This Sunday, February 1, 2015 homily is by Fr.Timothy Gallagher, OMV, who has an extensive ministry of retreats, spiritual direction, and teaching about the spiritual life as well as author of multiple Ignatian titles.  

 

Sourcehttps://www.facebook.com/frtimothygallagher/posts/337273643141785:0


On June 7, 1925, in the streets of Dublin, a man named Matt Talbot suffered a heart attack and died. They took him to a hospital, but no one knew who he was. When they learned his story, they began to realize that there was something special about this man. He worked in a timber yard and was known as a good worker, pleasant, of quiet disposition, and ready to help others in need. He never had more than a first grade education. He left few writings, full of errors in spelling and grammar. Matt had been an alcoholic for fifteen years until the age of twenty-eight, when he turned to God for help. From that time, he never touched a drop of alcohol.

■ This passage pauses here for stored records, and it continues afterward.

PR #1396, opened 2020-07-01
Throttle.Do does not panic after Finish

ekalinin:
Fixes #1394

I'm not sure about an error at `Do`. Maybe it will be ok to just return `nil`.

---
This change is [Reviewable](https://reviewable.io/reviews/dgraph-io/badger/1396)

PR #1442, opened 2020-07-22
throttle Do() after Finish() does not panic now

### LINKED ISSUE #1394: WriteBatch.Flush panics if called twice
I understand that flushing twice doesn't make sense, since a batch can only be flushed once, but the second call should error with a helpful message instead of panicking.

```
$ go version
go version devel +152ffca82f Mon Jun 29 08:06:32 2020 +0000 linux/amd64
$ go list -m github.com/dgraph-io/badger/v2
github.com/dgraph-io/badger/v2 v2.0.3
$ cat main.go
package main

import (
	"io/ioutil"
	"os"

	"github.com/dgraph-io/badger/v2"
)

func main() {
	dir, err := ioutil.TempDir("", "badger-test")
	if err != nil {
		panic(err)
	}
	defer os.RemoveAll(dir)
	db, err := badger.Open(badger.DefaultOptions(dir))
	if err != nil {
		panic(err)
	}
	defer db.Close()

	wb := db.NewWriteBatch()
	wb.Flush()
	wb.Flush()
}
$ go run main.go
badger 2020/06/30 18:36:15 INFO: All 0 tables opened in 0s
badger 2020/06/30 18:36:15 INFO: Got compaction priority: {level:0 score:1.73 dropPrefix:[]}
panic: send on closed channel

goroutine 1 [running]:
github.com/dgraph-io/badger/v2/y.(*Throttle).Do(0xc0000200c0, 0x6e7260, 0xc0000200c0)
	/home/mvdan/go/pkg/mod/github.com/dgraph-io/badger/v2@v2.0.3/y/y.go:260 +0xc9
github.com/dgraph-io/badger/v2.(*WriteBatch).commit(0xc000020180, 0x0, 0x0)
	/home/mvdan/go/pkg/mod/github.com/dgraph-io/badger/v2@v2.0.3/batch.go:141 +0x45
github.com/dgraph-io/badger/v2.(*WriteBatch).Flush(0xc000020180, 0x0, 0x0)
	/home/mvdan/go/pkg/mod/github.com/dgraph-io/badger/v2@v2.0.3/batch.go:155 +0x45
main.main()
	/home/mvdan/src/test/main.go:24 +0x1fa
exit status 2
```

NamanJain8:
1. Fixes #1394 (https://discuss.dgraph.io/t/writebatch-flush-panics-if-called-twice/8743 on discuss)
2. Jira: Closes Badger-1394

---
This change is [Reviewable](https://reviewable.io/reviews/dgraph-io/badger/1442)

### DIFF
--- a/y/y.go
+++ b/y/y.go
@@ -41,6 +41,10 @@ var (
 	// compression algorithm is being used for compression. ZSTD cannot work
 	// without CGO.
 	ErrZstdCgo = errors.New("zstd compression requires building badger with cgo enabled")
+
+	// ErrDoAfterFinish indicates the invocation of throttle.Do() after
+	// throttle.Finish()
+	ErrDoAfterFinish = errors.New("Do has no point after finish")
 )
 
 const (
@@ -253,6 +257,8 @@ type Throttle struct {
 	ch        chan struct{}
 	errCh     chan error
 	finishErr error
+	finished  uint32
+	finLock   sync.Mutex
 }
 
 // NewThrottle creates a new throttle with a max number of workers.
@@ -267,6 +273,11 @@ func NewThrottle(max int) *Throttle {
 // are already maximum number of workers working. If it detects an error from
 // previously Done workers, it would return it.
 func (t *Throttle) Do() error {
+	t.finLock.Lock()
+	defer t.finLock.Unlock()
+	if t.finished == 1 {
+		return ErrDoAfterFinish
+	}
 	for {
 		select {
 		case t.ch <- struct{}{}:
@@ -299,6 +310,10 @@ func (t *Throttle) Done(err error) {
 // From next calls, it will return same error as found on first call.
 func (t *Throttle) Finish() error {
 	t.once.Do(func() {
+		t.finLock.Lock()
+		t.finished = 1
+		t.finLock.Unlock()
+
 		t.wg.Wait()
 		close(t.ch)
 		close(t.errCh)
--- a/y/y_test.go
+++ b/y/y_test.go
@@ -5,6 +5,7 @@ import (
 	"fmt"
 	"io"
 	"math/rand"
+	"sync"
 	"testing"
 	"time"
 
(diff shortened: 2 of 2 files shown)


y/y.go
```diff
@@ -267,6 +273,11 @@ func NewThrottle(max int) *Throttle {
 // are already maximum number of workers working. If it detects an error from
 // previously Done workers, it would return it.
 func (t *Throttle) Do() error {
+	t.finLock.Lock()
+	defer t.finLock.Unlock()
+	if t.finished == 1 {
```
jarifibrahim, line 278: Why do we need a lock here? Using a `atomic.LoadUint32` should be enough

y/y.go
```diff
@@ -299,6 +310,10 @@ func (t *Throttle) Done(err error) {
 // From next calls, it will return same error as found on first call.
 func (t *Throttle) Finish() error {
 	t.once.Do(func() {
+		t.finLock.Lock()
+		t.finished = 1
```
jarifibrahim, line 314: atomic.SetUint32(...)

NamanJain8: Yes, SetUnit32() should be fine here.

y/y.go
NamanJain8: LoadUint32 would just fetch the current value. Consider a scenario where T1 loads the value (false) atomically, then T2 closes the channel, then T1 enters into `for` loop. In that case, we would be sending to the closed channel.

jarifibrahim: Yeah, agreed.

y/y.go
```diff
@@ -41,6 +41,10 @@ var (
 	// compression algorithm is being used for compression. ZSTD cannot work
 	// without CGO.
 	ErrZstdCgo = errors.New("zstd compression requires building badger with cgo enabled")
+
+	// ErrDoAfterFinish indicates the invocation of throttle.Do() after
+	// throttle.Finish()
+	ErrDoAfterFinish = errors.New("Do has no point after finish")
```
jarifibrahim, line 47: I would rephrase this to `Do should not be called after Finish`

jarifibrahim:
Closing this PR in favor of https://github.com/dgraph-io/badger/pull/1396

PR #1445, opened 2020-07-24
Support WAL mode

jarifibrahim:
Fixes DGRAPH-2177

_[This PR contains 300 lines of tests. The actual code is around 250 lines]_

This PR adds support for running badger in `WAL` mode. When `WALMode` option is set, badger will remove the old wal files as soon as new log files are created. This allows for faster disk space reclamation.

The maximum size of value that can be inserted into LSM tree in badger is capped at 1 MB (I don't know why we limit it to 1 MB).
So a user cannot insert a value larger than `1 MB` in the `WALMode`.

Users can switch between the modes without any loss of data. However, they cannot run `Value Log GC` in WAL Mode. This can be supported but this PR doesn't support that. It can be done in a separate PR.

## Problem with WAL Mode and Value Log GC
It could happen that someone inserted a 10 MB value in the normal mode and then opens badger in `WAL mode`. If we now try to run `ValueLog GC`, badger will error out half way while moving the old value since we support only 1 MB (or maxValueThreshold) length of values in WAL mode.
One way to deal with this issue would be to read the entire value log file and GC it only if all values are less than the value threshold. If there is even a single file with threshold greater than the `WAL mode threshold`, we will not GC that `vlog` file.

The approach mentioned above is not implemented in this PR. It will be done in a separate PR. This PR disables value log GC in `WAL mode`.

Todo
- [x] Ensure we run in LSM only mode when `WALMode` is set. (we're setting the max value threshold)
- [x] Add tests [we don't want to accidentally delete value vlog files]
- [x] Disable Value Log GC in WALMode.

---
This change is [Reviewable](https://reviewable.io/reviews/dgraph-io/badger/1445)


wal_test.go
```diff
@@ -0,0 +1,292 @@
...
+
+func TestWALModeGC(t *testing.T) {
+	opt := DefaultOptions("")
+	opt.WALMode = true
+	runBadgerTest(t, &opt, func(t *testing.T, db *DB) {
+		require.Error(t, db.RunValueLogGC(0.1))
+	})
+}
+
+func TestWALBigValue(t *testing.T) {
```
jarifibrahim, line 254: Add a test with encryption -> switch between modes (wal and vlog)

jarifibrahim:
We don't need this PR anymore. Closing it.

He lived a life of prayer and the sacraments, seeking God’s help as he struggled to overcome his addiction. And remarkably, this man who had so little education, began to read. He read slowly and with labor, trying to understand, his finger moving across the words. He read the Bible—we still have that Bible today, with the verses he especially like underlined. He read the lives of the saints: the Confessions of St. Augustine, the life of St. Catherine of Siena, and many others, and once told a Jesuit that “[The lives of the saints] are wonderful.” He read the writings of St. Alphonsus Liguori, St. Francis de Sales, and St. Louis de Monfort. One day, in the timber yard, at lunch break a fellow worker saw him reading a book by John Henry Newman and said, “Isn’t that difficult?” Matt simply answered that the Lord helped him.

Matt’s slow, labored reading, over many years, transformed him. His fellow workers saw him grow in serenity and were drawn increasingly to him. As one biographer says, “By degrees, his mind became peopled with thoughts of God and holy things.” Six years after his death, his cause of canonization was introduced, and we know him today as the Venerable Matt Talbot. What if our minds, yours and mine, were “peopled with thoughts of God and holy things”? What if we let Jesus teach us, as he did with such authority in the synagogue? What if, like Venerable Matt Talbot, we did this throughout our lives? What if we did this every day of our lives?

For twenty years, until his death a few years ago, I often spoke with a Jesuit at Boston College, Fr. Ed O’Flaherty. He was a man of learning, goodness, and faith, to whom I will always be grateful. In one conversation, he told me that the great figures of spirituality—the saints, Francis of Assisi and the others, always saw themselves as just beginning: just beginning to know God, just beginning to understand the faith, just beginning to live a true life of prayer. When I heard that, I said to myself: That’s the way I want to live. It is a beautiful way to live: aware that you and I know so little about our faith and there is so much more to learn; aware that our relationship with God is still at the beginning and that so much more lies ahead, aware that we are still beginning in our life of prayer. What if we found a way, every day, to listen to Jesus, so that our minds and hearts would be “peopled with thoughts of God and holy things”?

I recently read the letter of a priest to a mother of six children. She had sought his spiritual advice. He asked her to try, if possible, to read one page each day from a book about our faith. What if we did that? What if we read one page each day? What if we listened to fifteen minutes of Catholic television each day? To fifteen minutes of Catholic radio during the commute to work? To ten minutes of a Catholic podcast each day? Then something beautiful will come into our lives: our lives will be peopled with God and holy things, and the joy these give.